Take the records underneath and set them down exactly.

============================================================

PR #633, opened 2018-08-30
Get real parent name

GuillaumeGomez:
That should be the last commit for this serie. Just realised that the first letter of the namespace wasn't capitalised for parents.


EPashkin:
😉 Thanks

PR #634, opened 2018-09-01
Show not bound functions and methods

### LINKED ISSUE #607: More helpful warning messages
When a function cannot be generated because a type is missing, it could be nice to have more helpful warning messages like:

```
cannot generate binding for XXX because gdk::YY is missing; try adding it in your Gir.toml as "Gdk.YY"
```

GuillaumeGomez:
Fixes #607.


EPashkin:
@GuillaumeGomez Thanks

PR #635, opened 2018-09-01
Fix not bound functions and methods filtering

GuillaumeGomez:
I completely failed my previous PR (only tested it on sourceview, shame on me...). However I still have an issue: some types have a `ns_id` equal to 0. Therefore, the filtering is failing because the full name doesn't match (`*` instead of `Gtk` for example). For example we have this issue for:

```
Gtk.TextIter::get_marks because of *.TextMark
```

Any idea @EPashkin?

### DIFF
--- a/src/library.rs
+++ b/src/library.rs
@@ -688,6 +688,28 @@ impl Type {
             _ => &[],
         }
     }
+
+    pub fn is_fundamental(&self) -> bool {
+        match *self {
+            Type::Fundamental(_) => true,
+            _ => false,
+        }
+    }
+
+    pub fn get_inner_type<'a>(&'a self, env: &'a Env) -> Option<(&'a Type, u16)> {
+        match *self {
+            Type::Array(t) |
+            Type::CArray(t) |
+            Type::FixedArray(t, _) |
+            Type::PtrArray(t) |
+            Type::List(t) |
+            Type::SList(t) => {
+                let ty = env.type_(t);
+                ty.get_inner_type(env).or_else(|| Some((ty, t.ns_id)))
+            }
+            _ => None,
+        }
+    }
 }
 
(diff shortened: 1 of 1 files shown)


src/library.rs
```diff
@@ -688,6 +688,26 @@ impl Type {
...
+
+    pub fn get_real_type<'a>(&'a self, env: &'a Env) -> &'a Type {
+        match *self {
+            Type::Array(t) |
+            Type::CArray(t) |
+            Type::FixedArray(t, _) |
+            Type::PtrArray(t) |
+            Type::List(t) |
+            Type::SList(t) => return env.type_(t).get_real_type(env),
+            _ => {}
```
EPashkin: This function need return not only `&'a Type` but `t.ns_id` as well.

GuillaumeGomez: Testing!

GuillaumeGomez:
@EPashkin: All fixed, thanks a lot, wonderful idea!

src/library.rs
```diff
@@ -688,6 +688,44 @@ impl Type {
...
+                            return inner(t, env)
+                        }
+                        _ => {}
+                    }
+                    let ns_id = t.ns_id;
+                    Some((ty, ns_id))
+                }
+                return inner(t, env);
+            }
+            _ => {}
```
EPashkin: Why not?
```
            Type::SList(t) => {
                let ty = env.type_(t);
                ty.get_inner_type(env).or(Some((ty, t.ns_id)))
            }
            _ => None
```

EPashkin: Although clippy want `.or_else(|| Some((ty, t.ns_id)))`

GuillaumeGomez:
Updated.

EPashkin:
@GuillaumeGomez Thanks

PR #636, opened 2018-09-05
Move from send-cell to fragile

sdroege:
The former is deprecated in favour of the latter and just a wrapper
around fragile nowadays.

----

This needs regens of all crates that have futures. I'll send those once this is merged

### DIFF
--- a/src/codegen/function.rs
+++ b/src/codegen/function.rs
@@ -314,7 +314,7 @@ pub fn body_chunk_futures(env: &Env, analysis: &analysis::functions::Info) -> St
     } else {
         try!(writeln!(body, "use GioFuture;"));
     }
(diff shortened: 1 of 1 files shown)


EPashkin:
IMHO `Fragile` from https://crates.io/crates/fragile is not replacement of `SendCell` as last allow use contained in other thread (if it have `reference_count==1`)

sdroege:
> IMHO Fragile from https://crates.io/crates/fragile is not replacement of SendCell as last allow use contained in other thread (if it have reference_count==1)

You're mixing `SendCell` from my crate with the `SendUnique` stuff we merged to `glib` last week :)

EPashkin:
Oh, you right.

============================================================

> [REPLY]
PR #633, opened 2018-08-30
Get real parent name

GuillaumeGomez:
That should be the last commit for this serie. Just realised that the first letter of the namespace wasn't capitalised for parents.


EPashkin:
😉 Thanks

PR #634, opened 2018-09-01
Show not bound functions and methods

### LINKED ISSUE #607: More helpful warning messages
When a function cannot be generated because a type is missing, it could be nice to have more helpful warning messages like:

```
cannot generate binding for XXX because gdk::YY is missing; try adding it in your Gir.toml as "Gdk.YY"
```

GuillaumeGomez:
Fixes #607.


EPashkin:
@GuillaumeGomez Thanks

PR #635, opened 2018-09-01
Fix not bound functions and methods filtering

GuillaumeGomez:
I completely failed my previous PR (only tested it on sourceview, shame on me...). However I still have an issue: some types have a `ns_id` equal to 0. Therefore, the filtering is failing because the full name doesn't match (`*` instead of `Gtk` for example). For example we have this issue for:

```
Gtk.TextIter::get_marks because of *.TextMark
```

Any idea @EPashkin?

### DIFF
--- a/src/library.rs
+++ b/src/library.rs
@@ -688,6 +688,28 @@ impl Type {
             _ => &[],
         }
     }
+
+    pub fn is_fundamental(&self) -> bool {
+        match *self {
+            Type::Fundamental(_) => true,
+            _ => false,
+        }
+    }
+
+    pub fn get_inner_type<'a>(&'a self, env: &'a Env) -> Option<(&'a Type, u16)> {
+        match *self {
+            Type::Array(t) |
+            Type::CArray(t) |
+            Type::FixedArray(t, _) |
+            Type::PtrArray(t) |
+            Type::List(t) |
+            Type::SList(t) => {
+                let ty = env.type_(t);
+                ty.get_inner_type(env).or_else(|| Some((ty, t.ns_id)))
+            }
+            _ => None,
+        }
+    }
 }
 
(diff shortened: 1 of 1 files shown)


src/library.rs
```diff
@@ -688,6 +688,26 @@ impl Type {
...
+
+    pub fn get_real_type<'a>(&'a self, env: &'a Env) -> &'a Type {
+        match *self {
+            Type::Array(t) |
+            Type::CArray(t) |
+            Type::FixedArray(t, _) |
+            Type::PtrArray(t) |
+            Type::List(t) |
+            Type::SList(t) => return env.type_(t).get_real_type(env),
+            _ => {}
```
EPashkin: This function need return not only `&'a Type` but `t.ns_id` as well.

GuillaumeGomez: Testing!

GuillaumeGomez:
@EPashkin: All fixed, thanks a lot, wonderful idea!

src/library.rs
```diff
@@ -688,6 +688,44 @@ impl Type {
...
+                            return inner(t, env)
+                        }
+                        _ => {}
+                    }
+                    let ns_id = t.ns_id;
+                    Some((ty, ns_id))
+                }
+                return inner(t, env);
+            }
+            _ => {}
```
EPashkin: Why not?
```
            Type::SList(t) => {
                let ty = env.type_(t);
                ty.get_inner_type(env).or(Some((ty, t.ns_id)))
            }
            _ => None
```

EPashkin: Although clippy want `.or_else(|| Some((ty, t.ns_id)))`

GuillaumeGomez:
Updated.

EPashkin:
@GuillaumeGomez Thanks

PR #636, opened 2018-09-05
Move from send-cell to fragile

sdroege:
The former is deprecated in favour of the latter and just a wrapper
around fragile nowadays.

----

This needs regens of all crates that have futures. I'll send those once this is merged

### DIFF
--- a/src/codegen/function.rs
+++ b/src/codegen/function.rs
@@ -314,7 +314,7 @@ pub fn body_chunk_futures(env: &Env, analysis: &analysis::functions::Info) -> St
     } else {
         try!(writeln!(body, "use GioFuture;"));
     }
(diff shortened: 1 of 1 files shown)


EPashkin:
IMHO `Fragile` from https://crates.io/crates/fragile is not replacement of `SendCell` as last allow use contained in other thread (if it have `reference_count==1`)

sdroege:
> IMHO Fragile from https://crates.io/crates/fragile is not replacement of SendCell as last allow use contained in other thread (if it have reference_count==1)

You're mixing `SendCell` from my crate with the `SendUnique` stuff we merged to `glib` last week :)

EPashkin:
Oh, you right.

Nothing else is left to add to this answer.